What you have to do:
Word for word, restate the lines of the data from the first through the one containing "represent either a", and nothing else.

Entries shown:
============

PR #787, opened 2020-10-14
Path API for multiplatform

swankjesse:
This is a bit more experimental than I would have preferred.
Like Java's File and Path types, this uses a single type to
represent either a relative or absolute path. It attempts to
simplify '..' and '.' operators and remove unnecessary empty
paths.

### DIFF
--- a/okio-files/src/commonMain/kotlin/okio/Filesystem.kt
+++ b/okio-files/src/commonMain/kotlin/okio/Filesystem.kt
@@ -1,0 +1,25 @@
+/*
+ * Copyright (C) 2020 Square, Inc.
+ *
+ * Licensed under the Apache License, Version 2.0 (the "License");
+ * you may not use this file except in compliance with the License.
+ * You may obtain a copy of the License at
+ *
+ *      http://www.apache.org/licenses/LICENSE-2.0
+ *
+ * Unless required by applicable law or agreed to in writing, software
+ * distributed under the License is distributed on an "AS IS" BASIS,
+ * WITHOUT WARRANTIES OR CONDITIONS OF ANY KIND, either express or implied.
+ * See the License for the specific language governing permissions and
+ * limitations under the License.
+ */
+package okio
+
+abstract class Filesystem {
+  /**
+   * The current process's working directory. This is the result of the `getcwd` command on POSIX
+   * and the `user.dir` System property in Java. This is an absolute path that all relative paths
+   * are resolved against when using this filesystem.
+   */
+  abstract val cwd: Path
+}
--- a/okio-files/src/commonMain/kotlin/okio/Path.kt
+++ b/okio-files/src/commonMain/kotlin/okio/Path.kt
@@ -1,0 +1,152 @@
+/*
+ * Copyright (C) 2020 Square, Inc.
+ *
+ * Licensed under the Apache License, Version 2.0 (the "License");
+ * you may not use this file except in compliance with the License.
+ * You may obtain a copy of the License at
+ *
+ *      http://www.apache.org/licenses/LICENSE-2.0
+ *
+ * Unless required by applicable law or agreed to in writing, software
+ * distributed under the License is distributed on an "AS IS" BASIS,
+ * WITHOUT WARRANTIES OR CONDITIONS OF ANY KIND, either express or implied.
+ * See the License for the specific language governing permissions and
+ * limitations under the License.
+ */
+package okio
+
+import okio.ByteString.Companion.EMPTY
+import okio.ByteString.Companion.encodeUtf8
+
+/**
+ * A hierarchical address on a filesystem. A path is an identifier only; a [Filesystem] is required
+ * to access the file that a path refers to, if any.
+ *
+ * Paths may be absolute or relative:
+ *
+ * * **Absolute paths** are prefixed with `/` and identify a location independent of any working
+ *   directory.
+ * * **Relative paths** are not prefixed with `/`. On their own, relative paths do not identify a
+ *   location on a filesystem; they must be resolved against an absolute path first. When a relative
+ *   path is used to access a [Filesystem], it is resolved against [Filesystem.cwd].
+ *
+ * After the optional leading `/`, the rest of the path is a sequence of segments separated by `/`
+ * characters. Segments satisfy these rules:
+ *
+ *  * Segments are always non-empty.
+ *  * Segments may not be `.`.
+ *  * Segments with the value `..` only occur in relative paths, where these must precede all other
+ *    segments.
+ *
+ * The only path that ends with `/` is the filesystem root, `/`. The empty path `""` is a relative
+ * path that resolves to whichever path it is resolved against.
+ *
+ * Sample Paths
+ * ------------
+ *
+ * | Path                   | Type       | Parent              |
+ * | :--------------------- | :--------- | :------------------ |
+ * | `/Users/jessewilson`   | Absolute   | `/Users`            |
+ * | `/Users`               | Absolute   | `/`                 |
+ * | `/`                    | Absolute   | null                |
+ * | `src/main/java`        | Relative   | `src/main`          |
+ * | `src/main`             | Relative   | `src`               |
+ * | `src`                  | Relative   | (empty)             |
+ * | (empty)                | Relative   | null                |
+ * | `../../src/main/java`  | Relative   | ` ../../src/main`   |
+ * | `../../src/main`       | Relative   | ` ../../src`        |
+ * | `../../src`            | Relative   | ` ../..`            |
+ * | `../..`                | Relative   | null                |
+ */
+class Path private constructor(
+  private val bytes: ByteString
+) {
+  val isAbsolute: Boolean
+    get() = bytes.startsWith(SLASH)
+
+  val isRelative: Boolean
+    get() = !isAbsolute
+
+  /**
+   * Returns the path immediately enclosing this path. This returns null if this is either the
+   * filesystem root (`/`), the empty path, or a traversal up from the empty path.
+   */
+  val parent: Path?
+    get() {
+      if (bytes == EMPTY || bytes == SLASH || bytes.endsWith(SLASH_DOT_DOT) || bytes == DOT_DOT) {
+        return null // Terminal path.
+      }
+      return when (val lastSlash = bytes.lastIndexOf(SLASH)) {
+        -1 -> Path(EMPTY) // Parent is the current working directory.
+        0 -> Path(bytes.substring(endIndex = 1)) // Parent is the filesystem root '/'.
+        else -> Path(bytes.substring(endIndex = lastSlash))
+      }
+    }
+
+  /** Returns a path that resolves [child] relative to this path. */
+  operator fun div(child: String): Path {
+    val buffer = Buffer()
+    buffer.write(bytes)
+    if (buffer.size > 0) {
+      buffer.write(SLASH)
+    }
+    buffer.writeUtf8(child)
+    return buffer.toPath()
+  }
+
+  override fun equals(other: Any?) = other is Path && other.bytes == bytes
+
+  override fun hashCode() = bytes.hashCode()
+
+  override fun toString() = bytes.utf8()
+
+  companion object {
+    private val SLASH = "/".encodeUtf8()
+    private val DOT = ".".encodeUtf8()
+    private val DOT_DOT = "..".encodeUtf8()
+    private val SLASH_DOT_DOT = "/..".encodeUtf8()
+
+    fun String.toPath(): Path = Buffer().writeUtf8(this).toPath()
+
+    private fun Buffer.toPath(): Path {
+      val absolute = !exhausted() && get(0) == '/'.toByte()
+      if (absolute) {
+        readByte()
+      }
+
+      val canonicalParts = mutableListOf<ByteString>()
+      while (!exhausted()) {
+        val limit = indexOf(SLASH)
+
+        val part: ByteString
+        if (limit == -1L) {
+          part = readByteString()
+        } else {
+          part = readByteString(limit)
+          readByte()
+        }
+
+        if (part == DOT_DOT) {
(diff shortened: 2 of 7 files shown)


swankjesse:
This is very similar to creating a `java.io.File()` and calling `normalize()` on it:

 * This PR says the parent of relative path `../..` is null; java.io.File says it’s `..`.
 * This PR says the parent of relative path `"src"` is `""`, java.io.File says it’s null.
 * `java.io.File("", "home")` turns two relative paths into an absolute path, `/home`.
 * `java.io.File("/../../")` retains all the dot-dots; this PR discards leading dot-dots on absolute paths.

swankjesse:
And the differences with a normalized `java.nio.file.Path` are just the first two from above. Java’s path and this PR agree on the 3rd and 4th bullet.

okio-files/src/commonTest/kotlin/okio/files/PathTest.kt
```diff
@@ -0,0 +1,177 @@
...
+    assertNull("../..".toPath().parent)
+  }
+
+  @Test
+  fun `absolute path traversal with div operator`() {
+    val root = "/".toPath()
+    assertEquals("/home".toPath(), root / "home")
+    assertEquals("/home/jesse".toPath(), root / "home" / "jesse")
+    assertEquals("/home".toPath(), root / "home" / "jesse" / "..")
+    assertEquals("/home/jake".toPath(), root / "home" / "jesse" / ".." / "jake")
```
swankjesse, line 70: do I go to programming prison for this?

cketti: yes :wink:

okio-files/src/commonMain/kotlin/okio/Filesystem.kt
```diff
@@ -0,0 +1,25 @@
...
+ *
+ * Unless required by applicable law or agreed to in writing, software
+ * distributed under the License is distributed on an "AS IS" BASIS,
+ * WITHOUT WARRANTIES OR CONDITIONS OF ANY KIND, either express or implied.
+ * See the License for the specific language governing permissions and
+ * limitations under the License.
+ */
+package okio
+
+abstract class Filesystem {
```
yschimke, line 18: Is a filesytem strictly the view you would have outside of the process? e.g. a POSIX filesystem?  Is it assumed to be a singleton? Or is there some idea of virtual filesystems, mocking for testing, or federated views within an application?

okio-files/src/commonMain/kotlin/okio/Path.kt
```diff
@@ -0,0 +1,145 @@
...
+ * | `/Users`               | Absolute   | `/`                 |
+ * | `/`                    | Absolute   | null                |
+ * | `src/main/java`        | Relative   | `src/main`          |
+ * | `src/main`             | Relative   | `src`               |
+ * | `src`                  | Relative   | (empty)             |
+ * | (empty)                | Relative   | null                |
+ * | `../../src/main/java`  | Relative   | ` ../../src/main`   |
+ * | `../../src/main`       | Relative   | ` ../../src`        |
+ * | `../../src`            | Relative   | ` ../..`            |
+ * | `../..`                | Relative   | null                |
```
yschimke, line 52: Why is parent not relative to cwd? Because of the when accessed? This implies that a relative path is a persistent concept that can be reapplied to various cwd values with different results, correct?

okio-files/src/commonMain/kotlin/okio/Filesystem.kt
```diff
@@ -0,0 +1,25 @@
...
+  /**
+   * The current process' working directory. This is the result of the `getcwd` command on POSIX
+   * and the `user.dir` System property in Java. This is an absolute path that all relative paths
+   * are resolved against for by this filesystem.
+   */
+  abstract val cwd: Path
```
yschimke, line 24: Does this reflect changes via chdir?

okio-files/src/commonMain/kotlin/okio/Path.kt
```diff
@@ -0,0 +1,145 @@
...
+ */
+class Path private constructor(
+  private val bytes: ByteString
```
yschimke, line 55: Any rules around double slash in path or trailing slash?

okio-files/src/commonMain/kotlin/okio/Filesystem.kt
```diff
@@ -0,0 +1,25 @@
...
+ * WITHOUT WARRANTIES OR CONDITIONS OF ANY KIND, either express or implied.
+ * See the License for the specific language governing permissions and
+ * limitations under the License.
+ */
+package okio
+
+abstract class Filesystem {
+  /**
+   * The current process' working directory. This is the result of the `getcwd` command on POSIX
+   * and the `user.dir` System property in Java. This is an absolute path that all relative paths
```
yschimke, line 21: You reference java filesystem rules elsewhere.  Are you willing to specify a reference implementation e.g. posix when things don't agree?  How will you decide default behaviour?

okio-files/src/commonMain/kotlin/okio/Filesystem.kt
swankjesse: I’m thinking similar to OkHttp’s `Dns.SYSTEM`. There’s an obvious one, but if you wanna use DI, it’s very easy.

okio-files/src/commonMain/kotlin/okio/Path.kt
swankjesse: A relative path can be resolved against an absolute path, or perhaps another relative path!

okio-files/src/commonMain/kotlin/okio/Filesystem.kt
swankjesse: Ooooh I think it should. I don’t do anything off JVM so that’s stuff I’ll need to learn.

okio-files/src/commonMain/kotlin/okio/Path.kt
swankjesse: I wanted to be explicit that all path segments were non-empty, and do not have a trailing slash. Lemme make sure that’s called out.

okio-files/src/commonMain/kotlin/okio/Filesystem.kt
swankjesse: Lemme call out POSIX as source of truth. I have to add Windows things in a follow-up, which is when things will get trickier.

okio-files/src/commonMain/kotlin/okio/Path.kt
yschimke, line 55: What is the encoding of path? US-ASCII? Single byte os dependant? potentially multibyte?

okio-files/src/commonMain/kotlin/okio/Filesystem.kt
yschimke: I like this.  But means you aren't trying to deal with federation within this API. Java file systems are weird when jar ends up in a File, nothing works but eh abstraction of File is carrying data.

java.io.FileNotFoundException: file:/path/to/jarfile/bot.jar!/config/netclient.p (No such file or directory)

okio-files/src/commonMain/kotlin/okio/Path.kt
```diff
@@ -0,0 +1,145 @@
...
+        0 -> Path(bytes.substring(endIndex = 1)) // Parent is the filesystem root '/'.
+        else -> Path(bytes.substring(endIndex = lastSlash))
+      }
+    }
+
+  /** Returns a path that resolves [child] relative to this path. */
+  operator fun div(child: String): Path {
+    val buffer = Buffer()
+    buffer.write(bytes)
+    if (buffer.size > 0) {
```
yschimke, line 83: child == "" seems like a bug in the handling here.  trailing slash.

okio-files/src/commonMain/kotlin/okio/Filesystem.kt
```diff
@@ -0,0 +1,25 @@
...
+   * are resolved against for by this filesystem.
```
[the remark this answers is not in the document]
swankjesse: Fixed.

okio-files/src/commonMain/kotlin/okio/Filesystem.kt
```diff
@@ -0,0 +1,25 @@
...
+ * distributed under the License is distributed on an "AS IS" BASIS,
+ * WITHOUT WARRANTIES OR CONDITIONS OF ANY KIND, either express or implied.
+ * See the License for the specific language governing permissions and
+ * limitations under the License.
+ */
+package okio
+
+abstract class Filesystem {
+  /**
+   * The current process' working directory. This is the result of the `getcwd` command on POSIX
```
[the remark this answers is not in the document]
swankjesse: Fixed. Praise Jesus’s good grammar.

okio-files/src/commonMain/kotlin/okio/Filesystem.kt
swankjesse: No, federation is too difficult. Instead I think of `FileSystem` as being almost like a `Collection` type, like `Map`. You can interrogate and mutate state using `Path` as keys.

okio-files/src/commonMain/kotlin/okio/Path.kt
swankjesse: Added docs.

okio-files/src/commonMain/kotlin/okio/Filesystem.kt
swankjesse: One thing that’s weird is I could make this a `var` and call `chdir` when you set it!

okio-files/src/commonMain/kotlin/okio/Filesystem.kt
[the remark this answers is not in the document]
Egorand: Or is it Jesus's disciples' grammar?

okio-files/src/commonTest/kotlin/okio/files/PathTest.kt
Egorand: 🚔 🚔 🚔

okio-files/src/commonMain/kotlin/okio/Path.kt
```diff
@@ -0,0 +1,152 @@
...
+ * ------------
+ *
+ * | Path                   | Type       | Parent              |
+ * | :--------------------- | :--------- | :------------------ |
+ * | `/Users/jessewilson`   | Absolute   | `/Users`            |
+ * | `/Users`               | Absolute   | `/`                 |
+ * | `/`                    | Absolute   | null                |
+ * | `src/main/java`        | Relative   | `src/main`          |
+ * | `src/main`             | Relative   | `src`               |
+ * | `src`                  | Relative   | (empty)             |
```
Egorand, line 54: Why is the parent of a relative path empty and not null?

Egorand (approved):

okio-files/src/commonMain/kotlin/okio/Path.kt
swankjesse: Probably best is to pattern match.

```
mkdir -p ~/xxx/yyy/zzz

cd ~/
cd "xxx/yyy/zzz"
pwd
// prints ~/xxx/yyy/zzz

cd ~/
cd "xxx/yyy"
pwd
// prints ~/xxx/yyy

cd ~/
cd "xxx"
pwd
// prints ~/xxx

cd ~/
cd ""
pwd
// prints ~/
```

The empty relative resolves to whatever it was resolved against.

okio-files/src/commonMain/kotlin/okio/Path.kt
```diff
@@ -0,0 +1,152 @@
...
+    }
+
+  /** Returns a path that resolves [child] relative to this path. */
+  operator fun div(child: String): Path {
+    val buffer = Buffer()
+    buffer.write(bytes)
+    if (buffer.size > 0) {
+      buffer.write(SLASH)
+    }
+    buffer.writeUtf8(child)
```
JakeWharton, line 93: How do I resolve children that are not valid UTF-8?

okio-files/src/commonMain/kotlin/okio/Path.kt
```diff
@@ -0,0 +1,152 @@
...
+
+  override fun toString() = bytes.utf8()
+
+  companion object {
+    private val SLASH = "/".encodeUtf8()
+    private val DOT = ".".encodeUtf8()
+    private val DOT_DOT = "..".encodeUtf8()
+    private val SLASH_DOT_DOT = "/..".encodeUtf8()
+
+    fun String.toPath(): Path = Buffer().writeUtf8(this).toPath()
```
JakeWharton, line 109: How do I create a path that is not valid UTF-8?

okio-files/src/commonTest/kotlin/okio/files/PathTest.kt
eygraber: Just happened to stumble across this. I've done this in several projects that run on both Linux and Windows. It's amazing how humans have the ability to both love and detest the same thing at the same time :smile:

okio-files/src/commonMain/kotlin/okio/Path.kt
swankjesse: The internal representation as a `ByteString` is my acknowledging that paths aren’t strings. Gotta add more APIs to support byte strings in more places!

okio-files/src/commonMain/kotlin/okio/Path.kt
swankjesse: API forthcoming. I wanna cover as much happy path as I can, especially into native code, before handling the long tail of gotchas with these things.

okio-files/src/commonMain/kotlin/okio/Path.kt
JakeWharton: Yeah i was happy to see that. If you haven't, https://fasterthanli.me/articles/i-want-off-mr-golangs-wild-ride is a fun read.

============

Output for this task:
PR #787, opened 2020-10-14
Path API for multiplatform

swankjesse:
This is a bit more experimental than I would have preferred.
Like Java's File and Path types, this uses a single type to
represent either a relative or absolute path. It attempts to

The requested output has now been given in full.